My vision of it in an ideal world is this: You enter your standard LaTeX in your markdown, perhaps with a flag for which package the LaTeX needs to use. Pandoc essentially keeps that syntax when translating the document to HTML (as it seems to do with the
--mathjaxflag now). When the HTML page is loaded, a javascript library (as a plugin) scans through the document for any and all LaTeX syntax, and renders it properly. Basically, what MathJax does for math, except for all (or at least a few of the most common) LaTeX packages/variants/etc.
But my limited experience and understanding of LaTeX might mean that that is impossible or undesirable.
I would love to see this happen, but LaTeX is a nearly (?) Turing-complete language with a ton of complexity.
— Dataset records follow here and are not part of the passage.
Issue #59, opened 2020-06-11
Add support for get_artifact TOSCA function


anzoman:
## Description
xOpera orchestration tool supports several [TOSCA functions](https://docs.oasis-open.org/tosca/TOSCA-Simple-Profile-YAML/v1.3/cos01/TOSCA-Simple-Profile-YAML-v1.3-cos01.html#_Toc26969452) at the moment such as `get_attribute`, `get_property`, `get_input` which are really useful. But we are still lacking the parser support for some of the TOSCA functions. Amongst them probably the most desired one would be the `get_artifact` TOSCA function which is used to retrieve an artifact location between TOSCA entities defined in the same TOSCA service template. So as a user I would definitely want to use my prepared orchestration artifacts (for instance zipped FaaS function files) directly in a service template by linking them with `get_artifact: [ <modelable_entity_name>, <artifact_name>, <location>, <remove> ]`. 

## Steps
To implement this we would need to update our parser and provide the support for this function in a similar way as it is provided for the currently supported TOSCA functions.

## Current behaviour
Currently xOpera does not recognize `get_artifact` function.

## Expected results
To be able to parse and use `get artifact` TOSCA function in templates like in the example below:

```yaml
node_templates:
  wordpress:
    type: tosca.nodes.WebApplication.WordPress
    ...
    interfaces:
      Standard:
        configure:
          create:
            implementation: wordpress_install.sh
            inputs:
              wp_zip: { get_artifact: [ SELF, zip ] }
    artifacts:
      zip: /data/wordpress.zip
```

anzoman:
The initial support for `get_artifact` TOSCA function was added with #67. It doesn't yet fully support all the possible options but it does work nicely and we will probably do some refactoring if needed. As adding this functionality was successful, the issue can be closed.

PR #67, opened 2020-06-23
Supplement get_artifact TOSCA function

anzoman:
Now the time is right to replenish our opera orchestrator with the
support for get_artifact TOSCA function which is generally used to
extract artifact location between modelable TOSCA entities that are
defined within the same service template. The desire for this useful
enhancement has also been the main topic of the issue #59.

The implemented TOSCA artifact function can be useful to link the
prepared orchestration artifacts (e.g. zipped FaaS function files)
directly to a TOSCA service template. Most likely the users will use
get_artifact function when setting the default value for interface
operation inputs and then later on retrieve them during the
orchestration in the Ansible playbook actuators on demand.

With these additions we supported all the parameters defined in TOSCA
specification that can be used in get_artifact (modelable_entity_name,
artifact_name, location and remove params). The defined artifacts need
to be at hand when referenced by TOSCA function and thus we copy them
to a temporary directory during the execution which is similar to
operation dependencies.
________________________________________________________________________________

This PR is still in its initial state and will probably need a lot of polishing before we can accept it. I did not implement all the `get_artifact` TOSCA function parameters like it's said in the commit description but I assumed that we will likely want to support them (or maybe not). The ones that have been left out are `location` and `remove` parameters that will need some extra attention because they interfere with the orchestration process itself. The definition of the `get_artifact` function from the [TOSCA YAML provile v1.3 spec](https://docs.oasis-open.org/tosca/TOSCA-Simple-Profile-YAML/v1.3/cos01/TOSCA-Simple-Profile-YAML-v1.3-cos01.html#_Toc26969460) is shown on the image below.

image

This PR also provides an example of `get_artifact` TOSCA function usage that can be found in `examples/artifacts` folder. It came in handy for the testing of the implementation using the commands below:

```console
(.venv) anzoman@ubuntu:~/Desktop/xopera-opera$ opera deploy examples/artifacts/service.yaml 
  Deploying artifacts_file_0
    Executing create on artifacts_file_0
(.venv) anzoman@ubuntu:~/Desktop/xopera-opera$ opera outputs
output_attr:
  description: Example of attribute output
  value: This is an example file content.
```

### DIFF
--- a/examples/artifacts/files/file.txt
+++ b/examples/artifacts/files/file.txt
@@ -1,0 +1,1 @@
+This is an example file content.
--- a/examples/artifacts/playbooks/create.yaml
+++ b/examples/artifacts/playbooks/create.yaml
@@ -1,0 +1,14 @@
+---
+- hosts: all
+  gather_facts: false
+
+  tasks:
+    - name: See what's in that linked file
+      command: "cat {{ file }}"
+      register: file_contents
+
+    - name: Set attribute
+      set_stats:
+        data:
+          my_attribute: "{{ file_contents.stdout }}"
+...
--- a/examples/artifacts/service.yaml
+++ b/examples/artifacts/service.yaml
@@ -1,0 +1,32 @@
+---
+tosca_definitions_version: tosca_simple_yaml_1_3
+
+node_types:
+  opera.nodes.file:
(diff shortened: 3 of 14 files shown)


cankarm (approved):
I approve.

Issue #68, opened 2020-07-03
Implement debug mode with vebose CLI option


anzoman:
## Description
Sometimes it's good to tell a little bit more. The same could apply for opera orchestrator where it would be useful to return more information during the deployment/undeployment process which would make the lives of users easier. This could be achieved by implementing an opera debug mode that could be used with every opera CLI command with and optional argument (for example `--verbose` or `--debug`). Opera would then provide and print out the additional info. 

The things that could be printed out are:

- actual values of input parameters
- return values of the executed Ansible playbooks
- the current values of the associated attributes after each operation 

and so on...

Example for this option would be:

```console
user@ubuntu opera deploy -i inputs.yaml service.yaml --verbose
Collected inputs:
    host_ip: localhost
    first: 1
    second: 2
    third: 3

Deploying my-workstation_0
Deploying hello-1
Deploying hello-2
  Executing create on hello-2

############################################################################################################################################################################
PLAY [localhost]

TASK [Install prerequsiste packages]
fatal: [localhost]: FAILED! => {"changed": false, "cmd": ["/home/.venv/bin/pip3", "install", "-U", "python>=2.6", "requests>=2.18.4", "google-auth>=1.3.0"], 
"msg": "stdout: Collecting python>=2.6\n\n:stderr:   Could not find a version that satisfies the requirement python>=2.6 (from versions: )\nNo matching distribution 
found for python>=2.6\nYou are using pip version 18.1, however version 20.2b1 is available.\nYou should consider upgrading via the 'pip install --upgrade pip' command.\n"}

PLAY RECAP
localhost                  : ok=0    changed=0    unreachable=0    failed=1    skipped=0    rescued=0    ignored=0
############################################################################################################################################################################

Deploying hello-3
Executing create on hello-3
...
```

## Steps
In order to implement the aforementioned behaviour we would have to add a new argument to all the opera's CLI commands and if user sets it we would have to call the debug version of the deployment/undeployment. 

## Current behaviour
As of now xOpera doesn't have verbose CLI argument.

## Expected results
To be able to use `--verbose`/`--debug` option with all opera CLI commands.

anzoman:
Opera now has `--verbose` or `-v` switch that turns on verbose mode, which is able to display orchestration inputs and the output of executed Ansible playbook tasks. Therefore, I think that we can close the issue.

PR #70, opened 2020-07-06
Include verbose mode for opera CLI commands

anzoman:
These changes apply to the #68 issue that expressed the need to give
users more information during the orchestration process. And because
less is not always more we decided to implement a debug mode for opera
which returns more information during the deployment/undeployment
process. This could was done by adding a new optional CLI argument
called --verbose or -v which can be used with opera deploy or opera
undeploy CLI commands. We also prepared verbose CLI option for
all the other remaining opera commands.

I may be misunderstanding something, but there's going to be no easy way to convert arbitrary LaTeX to HTML without using one of the existing specialized tools which have their own limitations. I think what you're talking about is creating something like MathJax but for any arbitrary LaTeX command, right? And look how complicated MathJax is and how little of the full domain of LaTeX math commands are covered in MathJax. I could be totally missing your goal here, though.
I wouldn't dream of trying to create something like MathJax myself. The idea was to use an already existing javascript library, if there is one, that renders generic LaTeX. Or, if a single one doesn't exist, including a couple of separate libraries for separate purposes, like pseudocode.js, and then one for chemistry and physics as well.
Mm, I see. So the task is finding a set of JS libraries that covers "commonly used" LaTeX commands and could be included in the Manubot build script?
Have you compared MathJax and KaTeX? I'm not sure what their relative advantages/disadvantages are at this point.